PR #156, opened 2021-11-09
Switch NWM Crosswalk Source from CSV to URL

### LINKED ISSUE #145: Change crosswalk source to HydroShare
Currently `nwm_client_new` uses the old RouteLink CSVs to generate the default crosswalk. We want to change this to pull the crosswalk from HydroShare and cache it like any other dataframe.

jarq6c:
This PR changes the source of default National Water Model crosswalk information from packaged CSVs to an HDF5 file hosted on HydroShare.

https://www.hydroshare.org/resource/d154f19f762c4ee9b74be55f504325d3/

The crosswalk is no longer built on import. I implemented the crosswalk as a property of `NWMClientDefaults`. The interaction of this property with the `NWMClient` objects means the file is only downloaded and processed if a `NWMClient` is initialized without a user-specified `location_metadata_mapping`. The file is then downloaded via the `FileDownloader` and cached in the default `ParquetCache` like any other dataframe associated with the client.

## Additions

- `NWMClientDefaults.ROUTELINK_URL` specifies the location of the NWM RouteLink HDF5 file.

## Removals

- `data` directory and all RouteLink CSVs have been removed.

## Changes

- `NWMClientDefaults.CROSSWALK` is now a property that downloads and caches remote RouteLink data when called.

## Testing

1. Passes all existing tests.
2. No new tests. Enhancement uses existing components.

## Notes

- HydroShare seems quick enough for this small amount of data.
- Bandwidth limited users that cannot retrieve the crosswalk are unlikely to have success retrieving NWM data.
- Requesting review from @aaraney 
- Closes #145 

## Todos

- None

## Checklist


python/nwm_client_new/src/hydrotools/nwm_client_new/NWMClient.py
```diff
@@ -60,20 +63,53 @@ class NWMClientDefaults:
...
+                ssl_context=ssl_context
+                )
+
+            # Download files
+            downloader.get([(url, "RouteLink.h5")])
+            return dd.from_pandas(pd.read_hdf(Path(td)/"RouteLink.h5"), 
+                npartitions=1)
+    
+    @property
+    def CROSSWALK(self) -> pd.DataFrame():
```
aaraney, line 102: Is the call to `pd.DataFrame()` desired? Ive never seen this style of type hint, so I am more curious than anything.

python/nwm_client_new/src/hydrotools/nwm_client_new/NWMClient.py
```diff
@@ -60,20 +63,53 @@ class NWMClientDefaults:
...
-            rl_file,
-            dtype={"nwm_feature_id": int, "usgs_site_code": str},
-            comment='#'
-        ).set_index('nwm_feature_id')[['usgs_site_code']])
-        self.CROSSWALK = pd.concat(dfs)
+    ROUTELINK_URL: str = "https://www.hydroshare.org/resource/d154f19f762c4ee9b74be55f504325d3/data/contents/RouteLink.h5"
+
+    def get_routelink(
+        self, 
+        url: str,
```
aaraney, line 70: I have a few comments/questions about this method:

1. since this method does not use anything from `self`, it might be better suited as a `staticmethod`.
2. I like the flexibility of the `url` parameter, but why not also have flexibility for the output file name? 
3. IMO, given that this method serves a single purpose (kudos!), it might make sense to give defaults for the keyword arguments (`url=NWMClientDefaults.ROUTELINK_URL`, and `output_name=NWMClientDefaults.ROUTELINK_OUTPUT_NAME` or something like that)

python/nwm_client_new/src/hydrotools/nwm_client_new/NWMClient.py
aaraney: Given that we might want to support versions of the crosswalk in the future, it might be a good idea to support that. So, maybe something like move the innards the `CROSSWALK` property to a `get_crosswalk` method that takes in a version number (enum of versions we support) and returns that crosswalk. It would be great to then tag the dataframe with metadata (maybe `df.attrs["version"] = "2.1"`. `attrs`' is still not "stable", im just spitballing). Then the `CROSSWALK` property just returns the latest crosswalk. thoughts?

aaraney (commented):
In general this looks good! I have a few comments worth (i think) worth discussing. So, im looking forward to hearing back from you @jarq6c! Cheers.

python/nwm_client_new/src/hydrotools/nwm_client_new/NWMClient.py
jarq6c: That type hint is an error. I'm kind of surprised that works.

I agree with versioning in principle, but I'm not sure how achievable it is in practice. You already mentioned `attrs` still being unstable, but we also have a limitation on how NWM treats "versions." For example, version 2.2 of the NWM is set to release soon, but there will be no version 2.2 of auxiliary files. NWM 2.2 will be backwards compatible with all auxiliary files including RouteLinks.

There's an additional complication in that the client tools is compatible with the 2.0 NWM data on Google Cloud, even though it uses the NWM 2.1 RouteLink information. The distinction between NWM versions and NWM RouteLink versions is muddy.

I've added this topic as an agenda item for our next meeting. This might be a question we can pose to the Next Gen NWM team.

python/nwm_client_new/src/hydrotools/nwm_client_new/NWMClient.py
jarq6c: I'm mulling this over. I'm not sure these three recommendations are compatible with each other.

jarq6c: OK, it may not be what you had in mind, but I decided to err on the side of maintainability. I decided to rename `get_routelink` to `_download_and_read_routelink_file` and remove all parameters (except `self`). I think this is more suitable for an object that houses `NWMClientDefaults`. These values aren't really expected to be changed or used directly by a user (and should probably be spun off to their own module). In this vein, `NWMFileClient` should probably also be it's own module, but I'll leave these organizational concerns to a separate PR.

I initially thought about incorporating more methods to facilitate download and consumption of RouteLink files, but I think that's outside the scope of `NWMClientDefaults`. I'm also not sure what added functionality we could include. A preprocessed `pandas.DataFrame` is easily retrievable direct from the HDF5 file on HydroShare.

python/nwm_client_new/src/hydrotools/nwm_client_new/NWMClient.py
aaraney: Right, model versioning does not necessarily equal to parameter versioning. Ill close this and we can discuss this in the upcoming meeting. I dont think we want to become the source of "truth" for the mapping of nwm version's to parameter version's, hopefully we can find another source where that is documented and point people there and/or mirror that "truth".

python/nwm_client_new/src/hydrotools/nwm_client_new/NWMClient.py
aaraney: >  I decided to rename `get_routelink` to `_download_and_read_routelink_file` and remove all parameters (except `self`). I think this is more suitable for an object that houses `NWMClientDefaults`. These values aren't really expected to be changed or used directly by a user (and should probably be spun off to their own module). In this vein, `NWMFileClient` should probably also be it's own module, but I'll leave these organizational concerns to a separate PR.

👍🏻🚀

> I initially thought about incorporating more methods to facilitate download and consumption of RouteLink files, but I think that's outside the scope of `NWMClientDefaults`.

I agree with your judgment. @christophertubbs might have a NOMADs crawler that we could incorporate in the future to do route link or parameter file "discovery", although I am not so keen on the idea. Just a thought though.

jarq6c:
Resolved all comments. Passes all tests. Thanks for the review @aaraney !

* * * * * * * * *

→ **Task to complete**
Please be sure to repeat every entry exactly.

→ **Written reply**
PR #156, opened 2021-11-09
Switch NWM Crosswalk Source from CSV to URL

### LINKED ISSUE #145: Change crosswalk source to HydroShare
Currently `nwm_client_new` uses the old RouteLink CSVs to generate the default crosswalk. We want to change this to pull the crosswalk from HydroShare and cache it like any other dataframe.

jarq6c:
This PR changes the source of default National Water Model crosswalk information from packaged CSVs to an HDF5 file hosted on HydroShare.

https://www.hydroshare.org/resource/d154f19f762c4ee9b74be55f504325d3/

The crosswalk is no longer built on import. I implemented the crosswalk as a property of `NWMClientDefaults`. The interaction of this property with the `NWMClient` objects means the file is only downloaded and processed if a `NWMClient` is initialized without a user-specified `location_metadata_mapping`. The file is then downloaded via the `FileDownloader` and cached in the default `ParquetCache` like any other dataframe associated with the client.

## Additions

- `NWMClientDefaults.ROUTELINK_URL` specifies the location of the NWM RouteLink HDF5 file.

## Removals

- `data` directory and all RouteLink CSVs have been removed.

## Changes

- `NWMClientDefaults.CROSSWALK` is now a property that downloads and caches remote RouteLink data when called.

## Testing

1. Passes all existing tests.
2. No new tests. Enhancement uses existing components.

## Notes

- HydroShare seems quick enough for this small amount of data.
- Bandwidth limited users that cannot retrieve the crosswalk are unlikely to have success retrieving NWM data.
- Requesting review from @aaraney 
- Closes #145 

## Todos

- None

## Checklist


python/nwm_client_new/src/hydrotools/nwm_client_new/NWMClient.py
```diff
@@ -60,20 +63,53 @@ class NWMClientDefaults:
...
+                ssl_context=ssl_context
+                )
+
+            # Download files
+            downloader.get([(url, "RouteLink.h5")])
+            return dd.from_pandas(pd.read_hdf(Path(td)/"RouteLink.h5"), 
+                npartitions=1)
+    
+    @property
+    def CROSSWALK(self) -> pd.DataFrame():
```
aaraney, line 102: Is the call to `pd.DataFrame()` desired? Ive never seen this style of type hint, so I am more curious than anything.

python/nwm_client_new/src/hydrotools/nwm_client_new/NWMClient.py
```diff
@@ -60,20 +63,53 @@ class NWMClientDefaults:
...
-            rl_file,
-            dtype={"nwm_feature_id": int, "usgs_site_code": str},
-            comment='#'
-        ).set_index('nwm_feature_id')[['usgs_site_code']])
-        self.CROSSWALK = pd.concat(dfs)
+    ROUTELINK_URL: str = "https://www.hydroshare.org/resource/d154f19f762c4ee9b74be55f504325d3/data/contents/RouteLink.h5"
+
+    def get_routelink(
+        self, 
+        url: str,
```
aaraney, line 70: I have a few comments/questions about this method:

1. since this method does not use anything from `self`, it might be better suited as a `staticmethod`.
2. I like the flexibility of the `url` parameter, but why not also have flexibility for the output file name? 
3. IMO, given that this method serves a single purpose (kudos!), it might make sense to give defaults for the keyword arguments (`url=NWMClientDefaults.ROUTELINK_URL`, and `output_name=NWMClientDefaults.ROUTELINK_OUTPUT_NAME` or something like that)

python/nwm_client_new/src/hydrotools/nwm_client_new/NWMClient.py
aaraney: Given that we might want to support versions of the crosswalk in the future, it might be a good idea to support that. So, maybe something like move the innards the `CROSSWALK` property to a `get_crosswalk` method that takes in a version number (enum of versions we support) and returns that crosswalk. It would be great to then tag the dataframe with metadata (maybe `df.attrs["version"] = "2.1"`. `attrs`' is still not "stable", im just spitballing). Then the `CROSSWALK` property just returns the latest crosswalk. thoughts?

aaraney (commented):
In general this looks good! I have a few comments worth (i think) worth discussing. So, im looking forward to hearing back from you @jarq6c! Cheers.

python/nwm_client_new/src/hydrotools/nwm_client_new/NWMClient.py
jarq6c: That type hint is an error. I'm kind of surprised that works.

I agree with versioning in principle, but I'm not sure how achievable it is in practice. You already mentioned `attrs` still being unstable, but we also have a limitation on how NWM treats "versions." For example, version 2.2 of the NWM is set to release soon, but there will be no version 2.2 of auxiliary files. NWM 2.2 will be backwards compatible with all auxiliary files including RouteLinks.

There's an additional complication in that the client tools is compatible with the 2.0 NWM data on Google Cloud, even though it uses the NWM 2.1 RouteLink information. The distinction between NWM versions and NWM RouteLink versions is muddy.

I've added this topic as an agenda item for our next meeting. This might be a question we can pose to the Next Gen NWM team.

python/nwm_client_new/src/hydrotools/nwm_client_new/NWMClient.py
jarq6c: I'm mulling this over. I'm not sure these three recommendations are compatible with each other.

jarq6c: OK, it may not be what you had in mind, but I decided to err on the side of maintainability. I decided to rename `get_routelink` to `_download_and_read_routelink_file` and remove all parameters (except `self`). I think this is more suitable for an object that houses `NWMClientDefaults`. These values aren't really expected to be changed or used directly by a user (and should probably be spun off to their own module). In this vein, `NWMFileClient` should probably also be it's own module, but I'll leave these organizational concerns to a separate PR.

I initially thought about incorporating more methods to facilitate download and consumption of RouteLink files, but I think that's outside the scope of `NWMClientDefaults`. I'm also not sure what added functionality we could include. A preprocessed `pandas.DataFrame` is easily retrievable direct from the HDF5 file on HydroShare.

python/nwm_client_new/src/hydrotools/nwm_client_new/NWMClient.py
aaraney: Right, model versioning does not necessarily equal to parameter versioning. Ill close this and we can discuss this in the upcoming meeting. I dont think we want to become the source of "truth" for the mapping of nwm version's to parameter version's, hopefully we can find another source where that is documented and point people there and/or mirror that "truth".

python/nwm_client_new/src/hydrotools/nwm_client_new/NWMClient.py
aaraney: >  I decided to rename `get_routelink` to `_download_and_read_routelink_file` and remove all parameters (except `self`). I think this is more suitable for an object that houses `NWMClientDefaults`. These values aren't really expected to be changed or used directly by a user (and should probably be spun off to their own module). In this vein, `NWMFileClient` should probably also be it's own module, but I'll leave these organizational concerns to a separate PR.

👍🏻🚀

> I initially thought about incorporating more methods to facilitate download and consumption of RouteLink files, but I think that's outside the scope of `NWMClientDefaults`.

I agree with your judgment. @christophertubbs might have a NOMADs crawler that we could incorporate in the future to do route link or parameter file "discovery", although I am not so keen on the idea. Just a thought though.

jarq6c:
Resolved all comments. Passes all tests. Thanks for the review @aaraney !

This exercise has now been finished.